> [Exercise] Read the records below and report each line in which "instead" occurs.

Data entries:
Content starts

PR #3099, opened 2026-07-10
fix: notification badge inflated count

### LINKED ISSUE #3098: fix: notification badge inflated when transaction expires
## Bug

When a transaction expires (moves from *Waiting for Signatures* → *Expired*), the in-app notification badge increments by 2 or 3 instead of 1. This is most visible for the transaction creator, whose badge starts at 0, making the inflation unmistakable.

## Root cause

`listenForUpdates()` in `storeNotifications.ts` registers socket.io listeners for `notifications:new` and `notifications:indicators:delete` every time `ws.setup()` is called, but never removes the previous ones. The disposer functions returned by `ws.on()` were being discarded.

`ws.setup()` is called 3 times during a normal login/startup sequence:

1. `user.login()` → `selectOrganization(null)` → `afterOrganizationSelection()` → `setupStores()` (no orgs loaded yet, no listeners added)
2. `selectDefaultOrganization()` → `selectOrganization(org)` → `afterOrganizationSelection()` → `setupStores()` (listeners registered)
3. `setupStores()` called directly in `GlobalAppProcesses.vue` / `EmailLoginForm.vue` (listeners stacked again)

Calls 2 and 3 both run after orgs are populated, so two copies of each listener end up on the same socket. One backend event fires both, inflating the badge count.

## Fix

Save the disposers returned by `ws.on()` and call them at the top of `listenForUpdates()` before re-registering, making the function idempotent regardless of how many times `ws.setup()` fires.

jbair06:
**Description**:

When a transaction expires, the notification badge incremented by 2–3 instead of 1. This was most visible for the transaction creator, whose badge starts at 0 before the expiry event, making the inflation unmistakable.

`listenForUpdates()` in `storeNotifications.ts` registers socket.io listeners for `notifications:new` and `notifications:indicators:delete` on every `ws.setup()` call without removing the previous ones — the disposer functions returned by `ws.on()` were being discarded. `ws.setup()` fires 3 times during a normal login/startup sequence, so two copies of each listener ended up on the same socket. One backend event fired both, doubling (or tripling) the badge increment.

Fix: save the disposers returned by `ws.on()` and call them at the top of `listenForUpdates()` before re-registering, making the function idempotent regardless of how many times `ws.setup()` fires. The underlying socket connection is unaffected — no open/close occurs between the redundant setup calls, so there is no message-loss window.

**Related issue(s)**:

Fixes #3098

### DIFF
--- a/front-end/src/renderer/stores/storeNotifications.ts
+++ b/front-end/src/renderer/stores/storeNotifications.ts
@@ -109,6 +109,7 @@ const useNotificationsStore = defineStore('notifications', () => {
   });
 
   let notificationsQueue = Promise.resolve();
+  let notificationListenerDisposers: (() => void)[] = [];
 
   /** Preferences **/
   async function fetchPreferences() {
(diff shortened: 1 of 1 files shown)


svienot (approved):
LGTM

PR #3112, opened 2026-07-16
chore: update pnpm to version 11.15.1

svienot:
**Description**:

- Upgrade version of  pnpm to 11.15.1 (in package.json and Dockerfiles)
- Move overrides section from package.json to pnpm-workspace.yaml
- Remove .npmrc and move its content to pnpm-workspace.yaml
- Add trustLockfile: true to preserve previous pnpm behavior
- Add override for postcss to avoid last version too recent to pass the cool-down check

### DIFF
--- a/.npmrc
+++ b/.npmrc
@@ -1,2 +1,0 @@
-virtual-store-dir-max-length=60
-shamefully-hoist=true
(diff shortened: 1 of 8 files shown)


ericleponner (approved):
LGTM

Issue #2936, opened 2026-06-07
Encrypt JWT token at rest and reduce token lifetime


jbair06:
**Description:**
The Electron client stores session tokens in a way that does not meet the same protection standard applied to other credentials in the local database. Token lifetime is also excessive. Both issues need to be addressed together.

**Acceptance Tests:**
- Session tokens are encrypted at rest using the same mechanism that protects other credentials in the local database
- Token lifetime is significantly reduced and a refresh token mechanism is implemented for renewal
- An "active sessions" view and "log out everywhere" action allow administrators to invalidate tokens after a suspected device compromise

**Notes:**
Any future "remember me" feature must not regress token storage to a weaker protection standard.

PR #3124, opened 2026-07-20
chore:  now passing Organization in place of serverUrl

ericleponner:
**Description**:

Changes below update functions that expect `serverUrl` : they now expect an `Organization` instance.This gives these functions access to `org.serverUrl` and also `org.id` (which enables to retrieve JWT token).

**Related issue(s)**:

Contributes to #2936

**Notes for reviewer**:

**Checklist**


ericleponner:
We'll do this refactoring later. Closing…

PR #3137, opened 2026-07-22
fix: Fix and harden transaction comment creation

### LINKED ISSUE #2933: Fix broken comment creation endpoint and add access control gate
**Description:**
`POST /transactions/:transactionId/comments` has two compounding problems: the handler crashes on every request due to a broken relation assignment in the service, and there is no check that the requester has any relationship to the target transaction. A TODO comment in the controller explicitly flags the missing gate. Neither issue can be addressed in isolation — fixing the storage path without adding the access check silently reopens an unauthorized-comment capability.

**Acceptance Tests:**
- Authenticated user with no relationship to a transaction receives 403 when attempting to post a comment
- Authenticated user with a valid relationship (creator, signer, approver) can post a comment successfully
- `CreateCommentDto.message` enforces a maximum length (≤ 2,000 characters); requests exceeding it receive 400
- The service no longer throws `TypeError` on valid requests
- Response shape is controlled via a `Serialize` DTO and does not leak unintended relation fields

**Notes:**
Fix the relation assignment in `comments.service.ts` (the broken `comment['transaction'].id` pattern) using an explicit relation object. Gate the handler with the same `verifyAccess` check used by the transaction-view endpoint. Add per-user rate limiting. The entity column and DTO constraint should be updated together to keep them in sync.

svienot:
**Description**:

- Fix the `POST /transactions/:transactionId/comments` endpoint
- Add database constraint for the length of the comment message (2000 char max).
- Apply `UserThrottlerGuard` to the comment creation endpoint
- Note that the check that the requester has any relationship to the target transaction has already been implemented as part of #3020 (`TransactionAccessGuard` is applied to all the routes of the `CommentsController`

**Related issue(s)**:

Fixes #2933 

 **/!\ Needs to be merged with main once #3157 has been integrated**

### DIFF
--- a/back-end/apps/api/src/transactions/comments/comments.controller.spec.ts
+++ b/back-end/apps/api/src/transactions/comments/comments.controller.spec.ts
@@ -7,7 +7,7 @@ import { User } from '@entities';
 
 import { TransactionCommentDto } from '../dto';
 
-import { VerifiedUserGuard } from '../../guards';
+import { UserThrottlerGuard, VerifiedUserGuard } from '../../guards';
 import { TransactionAccessGuard } from '../../guards/transaction-access.guard';
 
 import { CommentsController } from './comments.controller';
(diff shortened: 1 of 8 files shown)


ericleponner (approved):
LGTM

PR #3158, opened 2026-07-23
chore: moving to typescript 5.8.3 and vue to 3.5.40

ericleponner:
**Description**:

Change below move `typescript` to 5.8.3, `vue` to 3.5.40, `vite` to 7.3.6, `pinia` to 4.0.2.
They also update some dependent components.

This should make #3149 very close to pass.


svienot (approved):
LGTM

PR #3162, opened 2026-07-24
chore: moving to latest eslint-plugin-vue.

ericleponner:
**Description**:

Changes below upgrade `eslint-plugin-vue` and `@vue/eslint-config-typescript` to their latest versions.

Those new tools trigger a lot of ESLint errors/warnings (~600):
- most obvious/safe are fixed by changes below
- some of them are hidden by disabling some eslint rules
   - many concerned test code (mock related)
   - those rules will have to be re-enabled and code fixed later


svienot (approved):
LGTM

PR #3164, opened 2026-07-24
chore: migrating various dependencies

ericleponner:
**Description**:

Changes below migrate various front-end / back-end  dependencies to their best releases (ie which enables to compile and run TT).


svienot (approved):
LGTM

PR #4540, opened 2024-02-16
fix: set_range_order now returns an error if no position is created

syan095:
# Pull Request

Closes: PRO-1063

## Checklist

## Summary

In set_range_order, if the input asset (size) is > 0 but the resultant liquidity change is 0, an error is returned.


syan095:
So this's been hanging here for half a year already. I've tagged Alastair for review but he just ignored it. Maybe we can get this merged in?

dandanlen:
I can review it.

dandanlen (approved):
LGTM - I just changed a variable name and added a comment.

The previous name `liquidity_change` suggested that it was the net change in liquidity, but it is actually the resultant liquidity after the change is applied.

Content ends

> [Reply to the exercise]
When a transaction expires (moves from *Waiting for Signatures* → *Expired*), the in-app notification badge increments by 2 or 3 instead of 1. This is most visible for the transaction creator, whose badge starts at 0, making the inflation unmistakable.
When a transaction expires, the notification badge incremented by 2–3 instead of 1. This was most visible for the transaction creator, whose badge starts at 0 before the expiry event, making the inflation unmistakable.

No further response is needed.